1. Edgar Froese. Froese was the Lemmy of prog rock becoming the one constant member of Tangerine Dream. Despite appearing on over 100 Tangerine Dream albums Froese recorded a staggering number of solo albums too. Froese is primarily known as a keyboardist Froese was no slouch on the guitar. His highly compressed, fuzzed out, delay and reverb drenched playing can be heard on many Tangerine Dream albums.

2. Allan Holdsworth. Even though Holdsworth is now more known as a jazz fusion guitarist he played with Soft Machine from 1973-1975. Throughout the years Holdsworth has sought to downplay his involvement with the band by stating he wasn’t happy with his playing then I will will counter and say I think this is where he was the most exciting. It should be noted that Police guitarist Andy Summers briefly played guitar with Soft Machine in 1968. Another Soft Machine guitarist of note is Gong founder Daevid Allen.

3. Steve Rothery. Rothery is Marillion’s longest continuous member. His playing is lush, sophiticated and melodic and well worth checking out.

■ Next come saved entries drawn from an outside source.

PR #9410, opened 2021-07-03
Fix: Inconsistent error message when overbuilding canal on a lock/ship depot tile

SamuXarick:
## Motivation / Problem
This is a delicate issue.
It originated when my AI was overbuilding a canal on the entry/exit of a lock tile. If the waterclass was canal, I would get a 'Can't build canals here... ... already built' error message, but if the waterclass was sea, I would get 'Can't build canals here... Building must be demolished first'.

https://github.com/OpenTTD/OpenTTD/blob/d38ad7d80ca592612ce7bc98e770e40ae778fd04/src/water_cmd.cpp#L478-L485

First I discovered that `IsTileType(current_tile, MP_WATER)` can't be used here, due to Ship Depots and Locks also being tiles of the same type `MP_WATER `as Canals. I changed to `IsWaterTile(current_tile)` and I thought that would be enough to fix the problem, but it wasn't.

Now I was getting 'Can't build canals here... Must demolish canal first'.

I found that `DC_FORCE_CLEAR_TILE` was in the way. It would end up doing these checks:
https://github.com/OpenTTD/OpenTTD/blob/d38ad7d80ca592612ce7bc98e770e40ae778fd04/src/landscape.cpp#L696-L702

4. Steve Wilson, Porcupine Tree. Prog is still alive but is unlikely to reclaim it’s once lofty perch. That doesn’t stop Neo prog bands like Porcupine Tree, Spock’s Beard, IQ and Dark Matter from waving the prog banner. Guitarist Steve Wilson has guided Porcupine Tree since the mid eighties even though the band has been on hold since 2010. Wilson has expressed a desire to record a new Porcupine Tree album but has said he was unsure what direction to go because he’s stated he’s tired of metal and dislikes jazz.

5. Devin Townsend. In a genre that’s difficult to classify Townsend has spent his career defying convention and expectation. For those with a long memory Townsend’s name may ring a bell because he was the vocalist on Steve Via’s “Sex and Religion” album. After stormy tenure with Via Townsend formed his highest profile band Strapping Young Lad. Strapping Young Lad took joyous pleasure in making abrasive music that was often sprinkled with comic elements. After disbanding SYL Townsend has since ventured into prog, electronic, cabaret and ambient.

Prog isn’t every one’s cup of tea because there’s only so many Mellotrons and crumhorns you can take.

Even though Opeth, Mastodon, and Tool all have prog leanings there’s more than enough crunchy guitars dedicated hesher happy.